General

Jérémie Jean Raoul Bélanger, 1990-2015

An energetic prankster, he was eager to make people smile. He chased a lifelong dream to fly helicopters, with no regrets.

MAC42_THE_ENDMERGE_POSTJérémie Jean Raoul Bélanger was born on Sept. 18, 1990, in Kapuskasing, Ont., to Jackie, a nurse, and André, a supervisor at Ontario Power Generation. Jérémie was the middle child, with siblings Michèle and Mathieu born within 2½ years before and after him.

As a boy, Jérémie was full of energy. At swimming competitions, he was notorious for his muffin-induced sugar highs, which would lead him to beat his opponents, as “Muffin Boy” struck again. His stunts on skis and tackles on soccer fields led him to break a series of bones and teeth, and an attempt at a backflip off the monkey bars in middle school put him in the hospital. “I always told him that extreme sports equal extreme pain,” says Jackie. Jérémie’s pranks were equally extreme: He once hid in the back of his sister’s car as she drove to Swiss Chalet to pick up dinner. Then, at an intersection on the way home, he appeared in the rear-view mirror as a hooded figure, causing his sister to scream hysterically. “We could’ve gotten into a major crash,” Michèle recalls, “but Jérémie would go out of his way to make people smile.”

Nobody really knows what fuelled Jérémie’s passion for helicopters. There were no pilots in the family, and he hadn’t been on a plane until he was 15. Yet, by elementary school, he was doing projects on helicopter pilots, playing with remote-control choppers (sometimes getting them tangled in his sister’s hair), and racing to the window any time one flew overhead. “He wanted to be a pilot from the get-go,” says Jackie. “I thought eventually the fascination would go away.”

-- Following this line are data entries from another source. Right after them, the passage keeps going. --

PR #739, opened 2021-10-05
Dismiss button tweaks

bendansby:
Some more tweaks to Modal and Message to improve the dismiss experience

Modal:
- Touch target extends all the way around x
- Translucent background and z-index ensure x won't be covered up or obscured by lesson content on mobile

Message
- Dismiss button no longer increases height of large and banner
- Padding is now even on large and banner on mobile


tesk9 (approved):
Looks good to me, thank you!

PR #761, opened 2021-10-28
Tessa/use control extras

tesk9:
Use `Debug.Control.Extra` list in many of the styleguide examples to make adding new attributes/settings less involved.

Updates styleguide example for:
- Balloon
- Message
- Modal
- Tooltip

### DIFF
--- a/styleguide-app/Examples/Balloon.elm
+++ b/styleguide-app/Examples/Balloon.elm
@@ -35,26 +35,25 @@ example =
 
 {-| -}
 type alias State =
-    Control Settings
-
-
-type alias Settings =
-    { copy : String
-    , theme : Maybe ( String, Balloon.Attribute )
-    , position : Maybe ( String, Balloon.Attribute )
-    , width : Maybe ( String, Balloon.Attribute )
-    , padding : Maybe ( String, Balloon.Attribute )
+    { copy : Control String
+    , attributes : Control (List ( String, Balloon.Attribute ))
     }
 
 
-init : Control Settings
+init : State
 init =
-    Control.record Settings
-        |> Control.field "copy" (Control.string "Hello, world!")
-        |> Control.field "theme" (Control.maybe False themeOptions)
-        |> Control.field "position" (Control.maybe False positionOptions)
-        |> Control.field "width" (Control.maybe False widthOptions)
-        |> Control.field "padding" (Control.maybe False paddingOptions)
+    { copy = Control.string "Hello, world!"
+    , attributes = controlAttributes
+    }
+
+
+controlAttributes : Control (List ( String, Balloon.Attribute ))
+controlAttributes =
+    ControlExtra.list
+        |> ControlExtra.optionalListItem "theme" themeOptions
+        |> ControlExtra.optionalListItem "position" positionOptions
+        |> ControlExtra.optionalListItem "width" widthOptions
+        |> ControlExtra.optionalListItem "padding" paddingOptions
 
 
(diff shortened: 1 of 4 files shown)


styleguide-app/Examples/Tooltip.elm
```diff
@@ -206,9 +197,19 @@ controlContent =
...
+        (\bool ->
+            if True then
+                Tooltip.withoutTail
+
+            else
+                -- TODO: change `withoutTail` to take
+                -- a bool or expose a `withTail` from Tooltip.
+                Tooltip.css []
+        )
+        (Control.bool False)
```
LearningNerd, line 212: Not sure I follow this part... Why do we need to pass in `Never`?  And Why was it hard-coded to `Control.bool False` beforehand? 🤔 

Testing out the styleguide example tooltip, I can no longer toggle the "tail" by checking `withoutTail`. (But on the master branch, toggling it does work.)

LearningNerd (commented):
Only question / behavior I wanted to confirm before merging is that the tooltip styleguide example no longer lets me toggle "withoutTail". It just always has a tail now:
image

I posted a couple inline comments as well for parts of the code that I didn't follow. The tooltip one really confused me lol 😅

styleguide-app/Examples/Balloon.elm
```diff
@@ -103,41 +102,43 @@ paddingOptions =
...
-            List.filterMap identity
-                [ settings.theme
-                , settings.position
-                , settings.width
-                , settings.padding
-                ]
+            Control.currentValue state.attributes
     in
-    [ Control.view SetDebugControlsState state |> fromUnstyled
+    [ Control.view SetCopy state.copy |> fromUnstyled
```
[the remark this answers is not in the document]
tesk9: elm-css pretty much copies _all_ of `elm/html`, and has its own version of the `elm/html` node types! See https://github.com/rtfeldman/elm-css/blob/17.0.1/src/VirtualDom/Styled.elm#L42 and https://github.com/elm/virtual-dom/blob/master/src/VirtualDom.elm#L40.

We need to use `fromUnstyled` here because `Control.view` produces the `elm/html` `Html` type and the rest of our `Html` is the elm-css version.

It's definitely confusing! There was a period when much of our monolith codebase was a mix of elm-css html and elm html and folks exposed to it for the first time were often very confounded by the whole thing 😖

styleguide-app/Examples/Tooltip.elm
tesk9: OOPS I see what I did 🙈 `if True then` Thanks for noticing!!!

---

As to how this is _supposed_ to work when I don't hardcode bools:

`Control.bool` takes a bool argument so that it can create a checkbox that's initialized in the state you want.

So, if I wanted the tooltip example to show the without-tail behavior by default, I would change `Control.bool False` to `Control.bool True`

tesk9: Oh there's a confounding problem -- `withAlignment` in the Tooltip component wipes the no-tail setting. That's not good! Alignment and tail-less-ness should be independent properties (you can be an evil hamster OR an evil mouse, after all!)

I'm not going to mess with the internals of tooltip in this PR. But definitely good to know!

tesk9:
@LearningNerd what do you think, okay to merge?

LearningNerd:
Yes, I was just catching up on your updates and replies here. :) Looks great! 

@NoRedInkBot r+
sheepdance

LearningNerd (approved):
Oh right, no bot here! I'll click the button :)

Issue #766, opened 2021-10-30
Can't set alignment and remove tail on Tooltip at the same time


tesk9:
Example: https://ellie-app.com/fHSRvLJ5Ktsa1

First reported by @LearningNerd here: https://github.com/NoRedInk/noredink-ui/pull/761#discussion_r739535231

PR #768, opened 2021-11-01
Split Tooltip alignment and tail

tesk9:
Fixes https://github.com/NoRedInk/noredink-ui/issues/766

`withoutTail` should always remove the Tooltip tail, even if the attributes later includes a shift in alignment, so that the tooltip isn't centered.


micahhahn (approved):
Looks good!

Image

PR #2174, opened 2018-06-02
Hyperscript: fix #1773, fix #2172

### LINKED ISSUE #1773: Falsy values and booleans as class attributes are all over the place

### LINKED ISSUE #2172: Discussion for v2: make the attrs take precedence over what the selector provides
Currently,

```JS
m("foo[bar=baz]", {bar: "qux"})
```

results in:

```JS
{tag: "foo", attrs: {bar: "baz"}}
```

In other words, the selector has precedence over the attrs. This kind of made sense as an optimization prior to [this PR](https://github.com/MithrilJS/mithril.js/pull/1942/files), (so that classes would end up set on `className` which is faster to set according to Leo). But it may be useful to let the attrs take precedence, so that a common selector string can have its attrs overruled in some circumstances.

Once we have that, however, comes the question of `null`-valued attrs:

As far as `m.render()` is concerned, an attr with a nullish value is equivalent to a lack of attribute. How should `m()` work in similar situations?

Should `m("foo[bar=baz]", {bar: null})` produce `{bar: "baz"}` or `{bar: null}` as attrs?

The former is easier to document, the the latter is more powerful, especially In a ES6+ world, where you can do `{...(condition ? {bar: null} : null)}`.

Thoughts? This is related to #1773 which I had overlooked for v2.

pygy:
This makes the `attrs` take precedence over the selector (#2172), and improves class normalization (#1773).

The docs and change log will follow here.

## Description
See the respective issues for a detailed discussion.

`m("[a=b]", {a: "c"})` will now have `a` set to `"c"`, and `m("[a=b]", {a: null})` will have it set to `null` (likewise for `undefined`).

regarding classes: 

- `m(".foo", {}).attrs` will be `{className: "foo"}`
- `m(".foo", {className: "bar"}).attrs` will be `{className: "foo bar"}`
- `m(".foo", {class: "bar"}).attrs` will be `{class: "foo bar"}` (we re-use the `class` field if users chose it. Leo said it was slower, but I didn't see any difference in the benchmark)
- `m(".foo", {class: false})`,  `m(".foo", {class: null})` and `m(".foo", {class: undefined})` all behave as if there was no class in the attrs.

## How Has This Been Tested?

The test suite was adapted,

The benchmarks (improved a bit to cover class merging) were run in Chrome, Safari and Firefox (desktop). No difference was noticed (though the variance from run to run was high even though the standard error on the mean was always ~1% or 2%).

## Types of changes

- [ ] Documentation change

## Checklist:

### DIFF
--- a/docs/change-log.md
+++ b/docs/change-log.md
@@ -24,6 +24,8 @@
 - API: `m.mount()` will only render its own root when called, it will not trigger a `redraw()` ([#1592](https://github.com/MithrilJS/mithril.js/pull/1592))
 - API: Assigning to `vnode.state` (as in `vnode.state = ...`) is no longer supported. Instead, an error is thrown if `vnode.state` changes upon the invocation of a lifecycle hook.
 - API: `m.request` will no longer reject the Promise on server errors (eg. status >= 400) if the caller supplies an `extract` callback. This gives applications more control over handling server responses.
+- hyperscript: when attributes have a `null` or `undefined` value, they are treated as if they were absent. [#1773](https://github.com/MithrilJS/mithril.js/issues/1773) ([#2174](https://github.com/MithrilJS/mithril.js/pull/2174))
+- hyperscript: when an attribute is defined on both the first and second argument (as a CSS selector and an `attrs` field, respectively), the latter takes precedence, except for `class` attributes that are still added together. [#2172](https://github.com/MithrilJS/mithril.js/issues/2172) ([#2174](https://github.com/MithrilJS/mithril.js/pull/2174))
 
 #### News
 
--- a/docs/hyperscript.md
+++ b/docs/hyperscript.md
@@ -5,6 +5,7 @@
 - [How it works](#how-it-works)
 - [Flexibility](#flexibility)
 - [CSS selectors](#css-selectors)
+- [Attributes passed as the second argument](attributes-passed-as-the-second-argument)
 - [DOM attributes](#dom-attributes)
 - [Style attribute](#style-attribute)
 - [Events](#events)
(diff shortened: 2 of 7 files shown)


pygy:
Actually, re-using the `class` field introduces a bug when diffing `m('.foo', {class: "bar"})` with `m(".foo")`, i.e. 

`{tag: "div", attrs: {className: "foo bar"}}`  diffed with `{tag: "div", attrs: {class: "foo"}}`.

It will first set the class to `"foo"`, then notice the absence of `className` and set it to `null`.

There are two possible solutions

- normalize to `className` as we were doing, leaving an undefined `class` field (or deleting it, but it may trigger deopts according to Leo).
- do some magic in `updateAttrs`, but those loops are pretty hot, I'm afraid anything extra happening in them would cause perf problems...

barneycarroll:
Nice work @pygy

pygy:
Thanks @barneycarroll. This still needs a docs update, then we're done.

pygy:
@tivac @barneycarroll @spacejack: waiting for a review from either one of you, if you don't mind. 

The new integration tests suite is long and can be skipped mostly (it is a 9x10 matrix with little interest once you've read the first two nested spec (create nodes, and update from the first scenario)).

pygy:
Thanks @tivac

PR #2181, opened 2018-06-11
Prevent activeElement.focus on SVGs, fix #1983

### LINKED ISSUE #1983: IE11: when document.activeElement is not an HTML element, the rendering fails
In case document.activeElement is not an HTML element (e.g. an SVG), the fix from #1943 still fails as focus can only be called on an HTML element.

## Expected Behavior
No error occurs, the rendering should complete and document.activeElement should not be modified by mithril when it is no HTML element

## Current Behavior
mithril invokes document.activeElement.focus() no matter if the element is an HTML element. The following error is thrown and the rendering is aborted:
TypeError: Object doesn't support property or method 'focus'

## Possible Solution
Change https://github.com/MithrilJS/mithril.js/blob/next/render/render.js#L647 to:
`if (active != null && $doc.activeElement !== active && active instanceof HTMLElement) active.focus()`

Click on an svg that triggers document.activeElement = svg

## Your Environment
* Version used: mitril-1.1.4
* Browser Name and version: IE 11
* Operating System and version (desktop or mobile): Win10 desktop & mobile

sebastiansandqvist:
## Description
Simple fix for #1983 using @pygy's recommended code. I ran into this bug myself and did not see any open PRs fixing it.

See description here: https://github.com/MithrilJS/mithril.js/issues/1983

## Motivation and Context
Fixes #1983 

## How Has This Been Tested?
Ran `npm test` and also tried the updated code in Chrome/FF/IE11

## Types of changes

- [ ] Documentation change

## Checklist:

### DIFF
--- a/render/render.js
+++ b/render/render.js
@@ -867,7 +867,7 @@ module.exports = function($window) {
 		updateNodes(dom, dom.vnodes, Vnode.normalizeChildren(vnodes), hooks, null, namespace === "http://www.w3.org/1999/xhtml" ? undefined : namespace)
 		dom.vnodes = vnodes
 		// document.activeElement can return null in IE https://developer.mozilla.org/en-US/docs/Web/API/Document/activeElement
-		if (active != null && $doc.activeElement !== active) active.focus()
+		if (active != null && $doc.activeElement !== active && typeof active.focus === "function") active.focus()
 		for (var i = 0; i < hooks.length; i++) hooks[i]()
 	}
 


pygy:
@sebastiansandqvist thanks for the PR

There is a [workaround for IE9-Edge17](https://allyjs.io/tutorials/focusing-in-svg.html#the-focus-svg-element-hack) that involves adding a `<foreignObject><input /></foreignObject>` element as a child to the SVG you want to focus, focusing then disabling the `input`, and removing the whole thing (ally.js has wonderful docs).

So we could `try {active.focus()} catch(e) {/*do the silly dance*/}`.

That code will not work in Firefox before version 51, but its use is marginal.

Up to Edge12, one could use `document.documentElement.focus.call(whatever)` but it throws since Edge13 (as it does in Firefox, regardless of the version), and Edge has yet to add a dedicated `.focus()` method to SVGElements.

pygy:
Merging this in the mean time, since I'm not sure we'll ever implement the workaround.

PR #2195, opened 2018-07-22
[request] Clearer error message for JSON deserialization failure

codeclown:
## Description
Currently, when response JSON is not parsed successfully and an error is raised, the error message only contains the response body.

## Motivation and Context

This is unnecessarily cryptic. As someone using the new request implementation for the first time, I was confused as to why just an error "foo" was raised when I was testing a new endpoint.

## How Has This Been Tested?

Relevant test updated.

## Types of changes

- [ ] Documentation change

## Checklist:

### DIFF
--- a/docs/change-log.md
+++ b/docs/change-log.md
@@ -32,6 +32,7 @@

It didn’t. After Jérémie graduated high school, Jackie felt he was too young to fly, so he spent three years in a bachelor of science program at Brock University. Jérémie eventually switched to study aviation at Conestoga College and the Great Lakes Helicopter training school, where he spent as much time as possible around helicopters. While training in northern Ontario, Jérémie helped to build makeshift helipads with logs, landed in swamps and responded to signal fires. When his instructors took people on rides at fairs or exhibitions, Jérémie volunteered to give safety briefings. “He was in love with them,” says JoAnne Leyburn, general manager of Great Lakes Helicopter. “Jeremy was meant to be a helicopter pilot.”

Jérémie was also a helicopter friend, always hovering close in case people needed him or simply needed a smile. After joining a men’s soccer league, he often drove multiple hours to show up for games and, in the stands or at team gatherings, played tea party with a teammate’s four-year-old daughter. He encouraged his girlfriend, whom he had met in high school, to get through medical school, and often mentored his classmates to help them understand the material in their textbooks.

Even as an adult, his pranks knew no bounds: He once hid under a classmate’s bed for two hours, then started scratching at the mattress in the middle of the night; another time, he called his grandfather as a suspicious tax auditor; once, he and a friend “borrowed” a chicken from a farm, only to realize the friend was allergic to chicken feathers.

Jérémie knew the risks of flying. During his training, an instructor died in a crash, and the student on board suffered injuries. He called his mother immediately. “Mom, I gotta talk to you before you see the news,” he said. Jérémie explained to her that flying was his passion and he wouldn’t regret his decision if something happened to him.

After flight school, he applied for a job at Apex Helicopters Inc., an agricultural-spraying company in Wroxeter, Ont. Even though he was more than two hours late for the interview, he got the job. “Even if he messed something up, after five minutes talking to him, you forgot why you were mad at him,” says Chris Vankoughnett, the company’s owner. Jérémie’s family gave him his first pilot’s helmet, which became his proudest possession.

On Sept. 11, Jérémie was flying with a co-worker from a camp near Foleyet, Ont. The pair didn’t radio in a flight plan, but left a note saying they had gone to deliver paperwork to another camp. Two days later, they were found dead among helicopter wreckage. The Transportation Safety Board says it may take a year to clarify what happened. Jérémie was one week shy of his 25th birthday.